If the number of particles in the unit volume in the air is n, the gas concentration (substance concentration) in this space is n×Q/N (gas M3/air m3), namely, the product of the number n of particles present in this unit space and the emission source intensity Q/N which each particle has.
This environmental concentration (the substance concentration in the unit volume) depends on timewise variations in the amount of emission of the substance emitted. Thus, under conditions where the amount of emission varies with time, calculation of diffusion needs to be made for each of the emission conditions. If there are many emission conditions which can be anticipated, it is necessary to carry out calculations for diffusion corresponding to different cases of the amount of emission. This requires a huge calculation time.

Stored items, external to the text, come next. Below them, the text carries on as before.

PR #112, opened 2016-12-14
Support per operation sampling

vprithvi:
Add a PerOperationSampler that maintains a sampling probability for every operation

### DIFF
--- a/jaeger-core/src/main/java/com/uber/jaeger/samplers/GuaranteedThroughputSampler.java
+++ b/jaeger-core/src/main/java/com/uber/jaeger/samplers/GuaranteedThroughputSampler.java
@@ -1,0 +1,82 @@
+/*
+ * Copyright (c) 2016, Uber Technologies, Inc
+ *
+ * Permission is hereby granted, free of charge, to any person obtaining a copy
+ * of this software and associated documentation files (the "Software"), to deal
+ * in the Software without restriction, including without limitation the rights
+ * to use, copy, modify, merge, publish, distribute, sublicense, and/or sell
+ * copies of the Software, and to permit persons to whom the Software is
+ * furnished to do so, subject to the following conditions:
+ *
+ * The above copyright notice and this permission notice shall be included in
+ * all copies or substantial portions of the Software.
+ *
+ * THE SOFTWARE IS PROVIDED "AS IS", WITHOUT WARRANTY OF ANY KIND, EXPRESS OR
+ * IMPLIED, INCLUDING BUT NOT LIMITED TO THE WARRANTIES OF MERCHANTABILITY,
+ * FITNESS FOR A PARTICULAR PURPOSE AND NONINFRINGEMENT. IN NO EVENT SHALL THE
+ * AUTHORS OR COPYRIGHT HOLDERS BE LIABLE FOR ANY CLAIM, DAMAGES OR OTHER
+ * LIABILITY, WHETHER IN AN ACTION OF CONTRACT, TORT OR OTHERWISE, ARISING FROM,
+ * OUT OF OR IN CONNECTION WITH THE SOFTWARE OR THE USE OR OTHER DEALINGS IN
+ * THE SOFTWARE.
+ */
+package com.uber.jaeger.samplers;
+
+import lombok.EqualsAndHashCode;
+import lombok.ToString;
+
+/**
+ * {@link GuaranteedThroughputSampler} is a {@link Sampler} that guarantees a throughput by using
+ * a {@link ProbabilisticSampler} and {@link RateLimitingSampler} in tandem.
+ *
+ * The RateLimitingSampler is used to establish a lowerBound so that every operation is sampled
+ * at least once in the time interval defined by the lowerBound.
+ */
+@EqualsAndHashCode
+@ToString
+public class GuaranteedThroughputSampler implements Sampler {
+  private final ProbabilisticSampler probabilisticSampler;
+  private final RateLimitingSampler lowerBoundSampler;
+
+  public GuaranteedThroughputSampler(double samplingRate, double lowerBound) {
+    this(new ProbabilisticSampler(samplingRate), new RateLimitingSampler(lowerBound));
+  }
+
+  // Visible for testing
+  GuaranteedThroughputSampler(ProbabilisticSampler probabilisticSampler,
+                              RateLimitingSampler rateLimitingSampler) {
+    this.probabilisticSampler = probabilisticSampler;
+    this.lowerBoundSampler = rateLimitingSampler;
+  }
+
+
+  /**
+   * Calls {@link Sampler#sample(String, long)} (String, long)} on both samplers, returning true for
+   * {@link SamplingStatus#isSampled} if either samplers set #isSampled to true.
+   * The tags corresponding to the sampler that returned true are set on {@link SamplingStatus#tags}
+   * If both samplers return true, tags for {@link ProbabilisticSampler} is given priority.
+   * @param operation The operation name, which is ignored by this sampler
+   * @param id The traceId on the span
+   */
+  @Override
+  public SamplingStatus sample(String operation, long id) {
+    SamplingStatus probabilisticSamplingStatus = probabilisticSampler.sample(operation, id);
+    SamplingStatus lowerBoundSamplingStatus = lowerBoundSampler.sample(operation, id);
+
+    if (probabilisticSamplingStatus.isSampled()) {
+      return probabilisticSamplingStatus;
+    }
+
+    return lowerBoundSamplingStatus;
+  }
+
+  public void update(double samplingRate, double lowerBound){
+    probabilisticSampler.update(samplingRate);
+    lowerBoundSampler.update(lowerBound);
+  }
+
+  @Override
+  public void close() {
+    probabilisticSampler.close();
+    lowerBoundSampler.close();
+  }
+}
--- a/jaeger-core/src/main/java/com/uber/jaeger/samplers/GuaranteedThroughputSampler.java
+++ b/jaeger-core/src/main/java/com/uber/jaeger/samplers/GuaranteedThroughputSampler.java
@@ -21,7 +21,10 @@
  */
 package com.uber.jaeger.samplers;
 
-import lombok.Value;
+import lombok.AccessLevel;
+import lombok.AllArgsConstructor;
+import lombok.EqualsAndHashCode;
+import lombok.ToString;
 
 /**
  * {@link GuaranteedThroughputSampler} is a {@link Sampler} that guarantees a throughput by using
@@ -30,22 +33,16 @@ import lombok.Value;
  * The RateLimitingSampler is used to establish a lowerBound so that every operation is sampled
  * at least once in the time interval defined by the lowerBound.
  */
-@Value
-public class GuaranteedThroughputSampler implements Sampler {
-  ProbabilisticSampler probabilisticSampler;
-  RateLimitingSampler lowerBoundSampler;
+@ToString
+@EqualsAndHashCode
+@AllArgsConstructor (access = AccessLevel.PACKAGE) // Visible for testing
+public final class GuaranteedThroughputSampler implements Sampler {
+  private final ProbabilisticSampler probabilisticSampler;
+  private final RateLimitingSampler lowerBoundSampler;
 
   GuaranteedThroughputSampler(double samplingRate, double lowerBound) {
     this(new ProbabilisticSampler(samplingRate), new RateLimitingSampler(lowerBound));
   }
-
-  // Visible for testing
-  GuaranteedThroughputSampler(ProbabilisticSampler probabilisticSampler,
-                              RateLimitingSampler rateLimitingSampler) {
-    this.probabilisticSampler = probabilisticSampler;
-    this.lowerBoundSampler = rateLimitingSampler;
-  }
-
 
   /**
    * Calls {@link Sampler#sample(String, long)} (String, long)} on both samplers, returning true for
--- a/jaeger-core/src/main/java/com/uber/jaeger/samplers/GuaranteedThroughputSampler.java
+++ b/jaeger-core/src/main/java/com/uber/jaeger/samplers/GuaranteedThroughputSampler.java
@@ -69,9 +69,11 @@ public class GuaranteedThroughputSampler implements Sampler {
     return lowerBoundSamplingStatus;
   }
 
-  public void update(double samplingRate, double lowerBound){
-    probabilisticSampler.update(samplingRate);
-    lowerBoundSampler.update(lowerBound);
+  public boolean update(double samplingRate, double lowerBound){
+    boolean isUpdated;
+    isUpdated = probabilisticSampler.update(samplingRate);
+    isUpdated |= lowerBoundSampler.update(lowerBound);
+    return isUpdated;
   }
 
   @Override
--- a/jaeger-core/src/main/java/com/uber/jaeger/samplers/GuaranteedThroughputSampler.java
+++ b/jaeger-core/src/main/java/com/uber/jaeger/samplers/GuaranteedThroughputSampler.java
@@ -21,8 +21,7 @@
  */
 package com.uber.jaeger.samplers;
 
-import lombok.EqualsAndHashCode;
-import lombok.ToString;
+import lombok.Value;
 
 /**
  * {@link GuaranteedThroughputSampler} is a {@link Sampler} that guarantees a throughput by using
@@ -31,13 +30,12 @@ import lombok.ToString;
  * The RateLimitingSampler is used to establish a lowerBound so that every operation is sampled
  * at least once in the time interval defined by the lowerBound.
  */
-@EqualsAndHashCode
-@ToString
+@Value
 public class GuaranteedThroughputSampler implements Sampler {
-  private final ProbabilisticSampler probabilisticSampler;
-  private final RateLimitingSampler lowerBoundSampler;
+  ProbabilisticSampler probabilisticSampler;
+  RateLimitingSampler lowerBoundSampler;
 
-  public GuaranteedThroughputSampler(double samplingRate, double lowerBound) {
+  GuaranteedThroughputSampler(double samplingRate, double lowerBound) {
     this(new ProbabilisticSampler(samplingRate), new RateLimitingSampler(lowerBound));
   }
 
@@ -67,13 +65,6 @@ public class GuaranteedThroughputSampler implements Sampler {
     }
 
     return lowerBoundSamplingStatus;
-  }
-
-  public boolean update(double samplingRate, double lowerBound){
-    boolean isUpdated;
-    isUpdated = probabilisticSampler.update(samplingRate);
-    isUpdated |= lowerBoundSampler.update(lowerBound);
-    return isUpdated;
   }
 
   @Override
--- a/jaeger-core/src/main/java/com/uber/jaeger/samplers/PerOperationSampler.java
+++ b/jaeger-core/src/main/java/com/uber/jaeger/samplers/PerOperationSampler.java
@@ -1,0 +1,104 @@
+/*
+ * Copyright (c) 2016, Uber Technologies, Inc
+ *
+ * Permission is hereby granted, free of charge, to any person obtaining a copy
+ * of this software and associated documentation files (the "Software"), to deal
+ * in the Software without restriction, including without limitation the rights
+ * to use, copy, modify, merge, publish, distribute, sublicense, and/or sell
+ * copies of the Software, and to permit persons to whom the Software is
+ * furnished to do so, subject to the following conditions:
+ *
+ * The above copyright notice and this permission notice shall be included in
+ * all copies or substantial portions of the Software.
+ *
+ * THE SOFTWARE IS PROVIDED "AS IS", WITHOUT WARRANTY OF ANY KIND, EXPRESS OR
+ * IMPLIED, INCLUDING BUT NOT LIMITED TO THE WARRANTIES OF MERCHANTABILITY,
+ * FITNESS FOR A PARTICULAR PURPOSE AND NONINFRINGEMENT. IN NO EVENT SHALL THE
+ * AUTHORS OR COPYRIGHT HOLDERS BE LIABLE FOR ANY CLAIM, DAMAGES OR OTHER
+ * LIABILITY, WHETHER IN AN ACTION OF CONTRACT, TORT OR OTHERWISE, ARISING FROM,
+ * OUT OF OR IN CONNECTION WITH THE SOFTWARE OR THE USE OR OTHER DEALINGS IN
+ * THE SOFTWARE.
+ */
+package com.uber.jaeger.samplers;
+
+import com.uber.jaeger.samplers.http.OperationSamplingParameters;
+import com.uber.jaeger.samplers.http.PerOperationSamplingParameters;
+
+import java.util.Map;
+import java.util.concurrent.ConcurrentHashMap;
+import lombok.extern.slf4j.Slf4j;
+
+/**
+ * Computes {@link #sample(String, long)} using the name of the operation, and maintains a specific
+ * {@link GuaranteedThroughputSampler} instance for each operation.
+ */
+@Slf4j
+public class PerOperationSampler implements Sampler {
+  private final ConcurrentHashMap<String, GuaranteedThroughputSampler> operationNameToSampler;
+  private final int maxOperations;
+  private final ProbabilisticSampler defaultSampler;
+
+  public PerOperationSampler(int maxOperations, OperationSamplingParameters strategies) {
+    this(maxOperations,
+         new ConcurrentHashMap<String, GuaranteedThroughputSampler>(),
+         new ProbabilisticSampler(strategies.getDefaultSamplingProbability()));
+    update(strategies);
+  }
+
+  // Visible for testing
+  PerOperationSampler(int maxOperations,
+                      ConcurrentHashMap<String, GuaranteedThroughputSampler> operationNameToSampler,
+                      ProbabilisticSampler defaultSampler) {
+
+    this.operationNameToSampler = operationNameToSampler;
+    this.maxOperations = maxOperations;
+    this.defaultSampler = defaultSampler;
+  }
+
+  // Note that this isn't synchronized because ProbabilisticSampler#update and
+  // GuaranteedThroughputSampler#update are synchronized
+  public void update(OperationSamplingParameters strategies){
+    double lowerBound = strategies.getDefaultLowerBoundTracesPerSecond();
+    double defaultSamplingRate = strategies.getDefaultSamplingProbability();
+
+    defaultSampler.update(defaultSamplingRate);
+
+    for (PerOperationSamplingParameters strategy : strategies.getPerOperationStrategies()) {
+      String operation = strategy.getOperation();
+      double samplingRate = strategy.getProbabilisticSampling().getSamplingRate();
+
+      GuaranteedThroughputSampler guaranteedThroughputSampler = operationNameToSampler.get(operation);
+
+      if (guaranteedThroughputSampler != null) {
+        guaranteedThroughputSampler.update(samplingRate, lowerBound);
+      } else if (operationNameToSampler.size() < maxOperations) {
+        operationNameToSampler.putIfAbsent(operation,
+                                           new GuaranteedThroughputSampler(samplingRate,
+                                                                           lowerBound));
+      } else {
+        log.info("Exceeded the maximum number of operations({}) for per operations sampling",
+                 maxOperations);
+      }
+    }
+
+  }
+
+  @Override
+  public SamplingStatus sample(String operation, long id) {
+    GuaranteedThroughputSampler sampler = operationNameToSampler.get(operation);
+    if (sampler != null) {
+      return sampler.sample(operation, id);
+    }
+
+    return defaultSampler.sample(operation, id);
+  }
+
+  @Override
+  public void close() {
+    defaultSampler.close();
+    for (Map.Entry<String, GuaranteedThroughputSampler> sampler : operationNameToSampler.entrySet()) {
+      sampler.getValue().close();
+    }
+
+  }
+}
--- a/jaeger-core/src/main/java/com/uber/jaeger/samplers/PerOperationSampler.java
+++ b/jaeger-core/src/main/java/com/uber/jaeger/samplers/PerOperationSampler.java
@@ -26,6 +26,9 @@ import com.uber.jaeger.samplers.http.PerOperationSamplingParameters;
 
 import java.util.Map;
 import java.util.concurrent.ConcurrentHashMap;
+import lombok.AccessLevel;
+import lombok.Data;
+import lombok.Getter;
 import lombok.extern.slf4j.Slf4j;
 
 /**
@@ -33,10 +36,12 @@ import lombok.extern.slf4j.Slf4j;
  * {@link GuaranteedThroughputSampler} instance for each operation.
  */
 @Slf4j
+@Data
+@Getter(AccessLevel.NONE)
 public class PerOperationSampler implements Sampler {
   private final ConcurrentHashMap<String, GuaranteedThroughputSampler> operationNameToSampler;
   private final int maxOperations;
-  private final ProbabilisticSampler defaultSampler;
+  private volatile ProbabilisticSampler defaultSampler;
 
   public PerOperationSampler(int maxOperations, OperationSamplingParameters strategies) {
     this(maxOperations,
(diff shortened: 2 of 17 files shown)


vprithvi:
I think code coverage is safe to ignore for now. 

image

jaeger-core/src/main/java/com/uber/jaeger/samplers/PerOperationSampler.java
```diff
@@ -0,0 +1,104 @@
...
+      } else if (operationNameToSampler.size() < maxOperations) {
+        operationNameToSampler.putIfAbsent(operation,
+                                           new GuaranteedThroughputSampler(samplingRate,
+                                                                           lowerBound));
+      } else {
+        log.info("Exceeded the maximum number of operations({}) for per operations sampling",
+                 maxOperations);
+      }
+    }
+
```
black-adder: not a fan of hanging newlines

jaeger-core/src/main/java/com/uber/jaeger/samplers/ProbabilisticSampler.java
```diff
@@ -33,25 +33,38 @@
...
-    this.positiveSamplingBoundary = (long) (((1L << 63) - 1) * samplingRate);
-    this.negativeSamplingBoundary = (long) ((1L << 63) * samplingRate);
 
-    Map<String, Object> tags = new HashMap<>();
+    HashMap<String, Object> tags = new HashMap<>();
     tags.put(Constants.SAMPLER_TYPE_TAG_KEY, TYPE);
     tags.put(Constants.SAMPLER_PARAM_TAG_KEY, samplingRate);
     this.tags = Collections.unmodifiableMap(tags);
+
+    positiveSamplingBoundary = (long) (((1L << 63) - 1) * samplingRate);
```
black-adder: was there a reason for this change? I actually prefer it with "this."

jaeger-core/src/main/java/com/uber/jaeger/samplers/RemoteControlledSampler.java
```diff
@@ -104,6 +105,11 @@ private void updateSampler() {
 
   private Sampler extractSampler(SamplingStrategyResponse response)
       throws UnknownSamplingStrategyException {
+    if(response.getOperationSampling() != null) {
```
black-adder: space between if and (

it's inconsistent with the rest of the code

jaeger-core/src/main/java/com/uber/jaeger/samplers/RemoteControlledSampler.java
```diff
@@ -104,6 +105,11 @@ private void updateSampler() {
...
+      return new PerOperationSampler(maxOperations, response.getOperationSampling());
```
black-adder: it looks like we're recreating the whole PerOperationSampler every minute which is not what we want to do. We want to call the Update function instead if the PerOperationSampler already exists.

vprithvi: Good catch

jaeger-core/src/main/java/com/uber/jaeger/samplers/ProbabilisticSampler.java
vprithvi: Because it is unnecessary cruft in this use case; it's usually use to disambiguate scope, which doesn't need to happen here.

jaeger-core/src/main/java/com/uber/jaeger/samplers/ProbabilisticSampler.java
```diff
@@ -33,25 +33,38 @@
...
 
-  private final long positiveSamplingBoundary;
-  private final long negativeSamplingBoundary;
-  private final double samplingRate;
-  private final Map<String, Object> tags;
+  private final double DELTA = 0.00001;
+  private long positiveSamplingBoundary;
+  private long negativeSamplingBoundary;
+  private double samplingRate;
+  private Map<String, Object> tags;
```
yurishkuro: I prefer to keep these final. You can change the update() method to return a new instance.

vprithvi: I am concerned about garbage collection when a service has many endpoints; updating these in place would perform much better than creating a new object on each update for every endpoint.

yurishkuro: we're talking about updates that happen once a minute. GC is not a concern at all at this rate.

vprithvi: Yeah, but it is wasteful to create and throw away up to 2000 probabilistic samplers every minute when we don't need to. That being said, I like immutability because it simplifies certain code. In this case, making all of the Samplers immutable will lead to easier to understand code.
Do you think we should do that at the expense of gc (which even at 2k per minute would only be noticed by very constrained applications)?

vprithvi: @yurishkuro Could you elaborate more on why you prefer these to be final?

Having these be mutable means that we have have fields in `GuaranteedThroughputSampler` and `PerOperationSampler` be final. They also lend themselves to elegant tests because we only need to verify that these samplers correctly call the `ProbabilisticSampler#update`.

I don't think having `update` always return a new instance is a good idea because they can simply use the constructor to create it. I feel that in that case, any custom behavior like short circuiting creation should lie with the caller. I particularly don't like the idea of having a `getOrCreate` endpoint because I feel its very prone to errors.

jaeger-core/src/main/java/com/uber/jaeger/samplers/RemoteControlledSampler.java
vprithvi: Done

jaeger-core/src/main/java/com/uber/jaeger/samplers/PerOperationSampler.java
vprithvi: Removed

jaeger-core/src/main/java/com/uber/jaeger/samplers/RemoteControlledSampler.java
```diff
@@ -87,38 +89,35 @@ private void updateSampler() {
...
+      log.info("No strategy present in response.");
     }
 
-    if (!this.sampler.equals(newSampler)) {
-      synchronized (this) {
-        this.sampler = newSampler;
-        metrics.samplerUpdated.inc(1);
-      }
+    if (oldSampler != sampler) {
+      metrics.samplerUpdated.inc(1);
```
vprithvi: @yurishkuro This metric updates whenever there is a change in the parameters for a Sampler since the last minute. As such, I think that if we care about it, it should be emitted from a collector. 
We already collect metrics when the sampler update fails, which is far more informative for debugging. What are your thoughts on removing this metric from the client?

jaeger-core/src/main/java/com/uber/jaeger/samplers/ProbabilisticSampler.java
yurishkuro: Immutable structures are generally easier to reason about, and easier to get right, especially w.r.t. thread safety. The PerOperationSampler is inherently mutable, I am not sure what you see as being `final` there. The GuaranteedThroughputSampler is still simple enough to be immutable.

The `update` method is just one way of building an API. What you're really doing there is asking "if these were your new parameters, do you need to update?"

I still don't see the GC concerns. First, 2000 endpoints is unrealistic number - if any service has that many, they have bigger problems. But even with that number, the actual rate of change is significantly lower than once a minute, because the sampling rates are supposed to stabilize quickly.

vprithvi: Why is the `PerOperationSampler` inherently mutable? 
The current interface on `PerOperationSampler` supports the `update` operation, but why not make it Immutable as well? 
I think my argument is now about inconsistencies between samplers. I would like for all of them to by immutable.

jaeger-core/src/main/java/com/uber/jaeger/samplers/RemoteControlledSampler.java
yurishkuro: I think we need to keep these. Collector has no idea when clients actually update their samplers, it only knows when it calculates them. This metric allows you to monitor the behavior of the client itself, see how much churn in the samplers it is getting, etc.

jaeger-core/src/main/java/com/uber/jaeger/samplers/RemoteControlledSampler.java
```diff
@@ -86,33 +89,35 @@ private void updateSampler() {
...
+    Sampler oldSampler = sampler;
+
+    if (response.getOperationSampling() != null) {
+      OperationSamplingParameters samplingParameters = response.getOperationSampling();
+      if (sampler instanceof PerOperationSampler) {
+        if (((PerOperationSampler) sampler).update(samplingParameters)) {
+          metrics.samplerUpdated.inc(1);
+        }
+      }
+      sampler = new PerOperationSampler(maxOperations, response.getOperationSampling());
```
black-adder: this should be in an else stmt

jaeger-core/src/main/java/com/uber/jaeger/samplers/RemoteControlledSampler.java
```diff
@@ -86,33 +89,35 @@ private void updateSampler() {
...
-        this.sampler = newSampler;
-        metrics.samplerUpdated.inc(1);
-      }
+    if (oldSampler != sampler) {
+      metrics.samplerUpdated.inc(1);
     }
+
   }
 
   private Sampler extractSampler(SamplingStrategyResponse response)
```
black-adder: is this function used anywhere now?

jaeger-core/src/main/java/com/uber/jaeger/samplers/PerOperationSampler.java
```diff
@@ -57,36 +62,42 @@ public PerOperationSampler(int maxOperations, OperationSamplingParameters strate
...
-        isUpdated |= guaranteedThroughputSampler.update(samplingRate, lowerBound);
-      } else if (operationNameToSampler.size() < maxOperations) {
-        isUpdated = (operationNameToSampler
-                        .putIfAbsent(operation,
-                                     new GuaranteedThroughputSampler(samplingRate,lowerBound)))
-                        == null;
-      } else {
-        log.info("Exceeded the maximum number of operations({}) for per operations sampling",
-                 maxOperations);
+      GuaranteedThroughputSampler sampler = new GuaranteedThroughputSampler(samplingRate, lowerBound);
```
black-adder: So looking at this it seems like we're recreating the guaranteedthroughputsampler every minute? The issue is that the bucket approach that we take for the lowerbound sampler will be broken if we recreate it every minute.

vprithvi: Yeah, we are recreating it every minute, but why does it break the lower bound?

black-adder: the way the ratelimit is implemented is that when the sampler is created, it starts off with 0 credits which is incremented once a tick until it goes over 1. The issue is that the bucket is reset to 0 every minute and never has chance to grow so we'll end up with never emitting any lowerbound sampled traces. The default lowerbound rate limit is 1/10 minutes. I haven't checked the Java codebase but this is how it is in all other languages.

jaeger-core/src/main/java/com/uber/jaeger/samplers/PerOperationSampler.java
```diff
@@ -0,0 +1,120 @@
...
+        operationNameToSampler.replace(operation, sampler);
+        isUpdated = true;
+      }
+    }
+
+    return isUpdated;
+  }
+
+  @Override
+  public SamplingStatus sample(String operation, long id) {
```
yurishkuro: this is not the same behavior as in Go - https://github.com/uber/jaeger-client-go/blob/master/sampler.go#L310

when we see new op names we should eagerly create GTSampler until max is reached.

vprithvi: Interesting, so sample has some side effects. 

I don't like the design of this object. The behavior of the go client is thus,

On `#updates`, rely on the agent to supply a list of `PerOperationSamplingStrategies` and create GTSamplers for all of them. [`#update`](https://github.com/uber/jaeger-client-go/blob/master/sampler.go#L343) doesn't do any checking of the size of the response. 

On `#sample`, check the size of the size of the samplers map, and add a `operation -> GTSampler` if it cannot find `operation` in the map. If the limit is reached, fallback on the `defaultSampler`, which is a probabilistic sampler.

As such, we are setting a default of a GTSampler for endpoints that we haven't seen yet when we have space in the map, but we use a default of a Probabilistic sampler otherwise. I don't see the benefit of doing this. 

Additionally, having a GTSampler as the default means that `sample` can be simpler and side effect free.

yurishkuro: > As such, we are setting a default of a GTSampler for endpoints that we haven't seen yet when we have space in the map, but we use a default of a Probabilistic sampler otherwise. I don't see the benefit of doing this.

This is one of the objective of the project, to use GTSampler for each endpoint to guarantee minimum rate. Default probabilistic sampler (a) is not going to provide that guarantee, and (b) is only used when service exceeds the limit on the number of operations we want to track, which should be never. GTSampler as default is not any better when applied to random endpoints, and is largely irrelevant because of (b) above.

vprithvi: Precisely my point, having a default of the GTSampler isn't any different from having a copy of a GTSampler for any endpoints that don't have probabilities computed at the collector. 

By having the GTSampler as a default, `sample` would no longer have any side effects, and the code will never fall back to using a `Probabilistic` sampler. As a benefit, the code would be simpler to reason about.

vprithvi: That's right, I'll update

jaeger-core/src/main/java/com/uber/jaeger/samplers/ProbabilisticSampler.java
yurishkuro: I agree with @black-adder - this increases the size of the diff for no reason. And I also prefer constructor to be consistent in its use of `this.` prefix - if it's used for something, better be used for everything.

vprithvi: I'll change this back; we don't have such consistency within constructors elsewhere in the codebase, and such consistency is not required by the style guide that we supply with this project.

jaeger-core/src/main/java/com/uber/jaeger/samplers/PerOperationSampler.java
```diff
@@ -0,0 +1,129 @@
...
+      sampler = new GuaranteedThroughputSampler(lowerBound, defaultSamplingProbability);
+      operationNameToSampler.put(operation, sampler);
+      return sampler.sample(operation, id);
+    }
+
+    return defaultSampler.sample(operation, id);
+  }
+
+  @Override
+  public void close() {
```
yurishkuro: synchronize

jaeger-core/src/main/java/com/uber/jaeger/samplers/PerOperationSampler.java
```diff
@@ -0,0 +1,129 @@
...
+    defaultSampler.close();
+    for (Map.Entry<String, GuaranteedThroughputSampler> sampler : operationNameToSampler.entrySet()) {
```
yurishkuro: can simplify: `operationNameToSampler.values()`

jaeger-core/src/main/java/com/uber/jaeger/samplers/ProbabilisticSampler.java
```diff
@@ -26,32 +26,38 @@
...
 
-  private final long positiveSamplingBoundary;
-  private final long negativeSamplingBoundary;
-  private final double samplingRate;
-  private final Map<String, Object> tags;
+  @Getter
+  double samplingRate;
+
+  long positiveSamplingBoundary;
+  long negativeSamplingBoundary;
```
yurishkuro: I still don't understand why we're not declaring these private final. I don't care if lombok makes them final automatically or not, it improves readability/understanding of the class by stating this explicitly.

jaeger-core/src/main/java/com/uber/jaeger/samplers/ProbabilisticSampler.java
```diff
@@ -26,32 +26,38 @@
...
-    this.negativeSamplingBoundary = (long) ((1L << 63) * samplingRate);
 
-    Map<String, Object> tags = new HashMap<>();
+    HashMap<String, Object> tags = new HashMap<>();
     tags.put(Constants.SAMPLER_TYPE_TAG_KEY, TYPE);
     tags.put(Constants.SAMPLER_PARAM_TAG_KEY, samplingRate);
     this.tags = Collections.unmodifiableMap(tags);
+
+    this.positiveSamplingBoundary = (long) (((1L << 63) - 1) * samplingRate);
+    this.negativeSamplingBoundary = (long) ((1L << 63) * samplingRate);
```
yurishkuro: One again, these 7 lines of change above make no difference except for making the diff bigger. Why introduce it and make us review a complete no-op change?

jaeger-core/src/main/java/com/uber/jaeger/samplers/RateLimitingSampler.java
```diff
@@ -27,22 +27,29 @@
...
 import java.util.Map;
+import lombok.AccessLevel;
+import lombok.EqualsAndHashCode;
+import lombok.Getter;
 import lombok.ToString;
+import lombok.Value;
 
-@SuppressWarnings("EqualsHashCode")
+@Value
 @ToString(exclude = "rateLimiter")
```
yurishkuro: can exclude tags too

jaeger-core/src/main/java/com/uber/jaeger/samplers/ProbabilisticSampler.java
vprithvi: I'll change them back, during the first iteration, they made sense, but now it looks like i'm simply moving things over for no reason.

jaeger-core/src/main/java/com/uber/jaeger/samplers/ProbabilisticSampler.java
```diff
@@ -26,32 +26,38 @@
 import java.util.Collections;
 import java.util.HashMap;
 import java.util.Map;
-import lombok.ToString;
+import lombok.AccessLevel;
+import lombok.EqualsAndHashCode;
+import lombok.Getter;
+import lombok.Value;
```
yurishkuro: also, all this lombok-ification is again making the diff 600+ lines long. Why not a separate PR?

vprithvi: Will do.

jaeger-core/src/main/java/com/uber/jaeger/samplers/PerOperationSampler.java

That is, as shown in FIG. 24, when a gas (substance) is emitted from an emission source S (e.g., a chimney), for example, timewise variations in the gas concentration at a location F downwind of the emission source S depend on timewise variations in the substance emitted from the emission source S.
In detail, if the amount of emission of the substance varies with time as in FIG. 25(a), the concentration of the substance at the location F varies with time as in FIG. 25(b). If the amount of emission of the substance is constant as in FIG. 26(a), the concentration of the substance at the location F rises to a constant value and then remains constant as in FIG. 26(b). If the substance is emitted instantaneously as in FIG. 27(a), the concentration of the substance at the location F rises transiently and then falls to zero as in FIG. 27(b).
If the amount of emission of the substance varies with the passage of time, as described above, the number of the particles generated needs to be changed over time in correspondence with the amount of emission of the substance. Then, the positions which the generated particles, whose number was changed with the passage of time in this manner, are moved to are found. From these positions to which the particles moved, the concentration of the substance is calculated. Thus, calculations of diffusion must be carried out for different cases where the amount of emission varies by itself and over time. This necessitates enormous calculation results.
In an accident in which a radioactive substance is emitted to the outside at facilities handling the radioactive substance, for example, a very large number of substances (e.g., about 100 kinds of substances) are emitted. Moreover, the amount of emission of each substance differs according to time. Thus, the number of particles generated is changed for each substance with the passage of time in correspondence with the amount of emission of each substance. A determination is made of where the generated particles, thus changed in number, are moved to. From these positions to which the particles are moved, the concentration of the substance is calculated. In case of the accident, therefore, there is need to carry out 100 kinds of diffusion calculations corresponding to 100 kinds of substances, for example.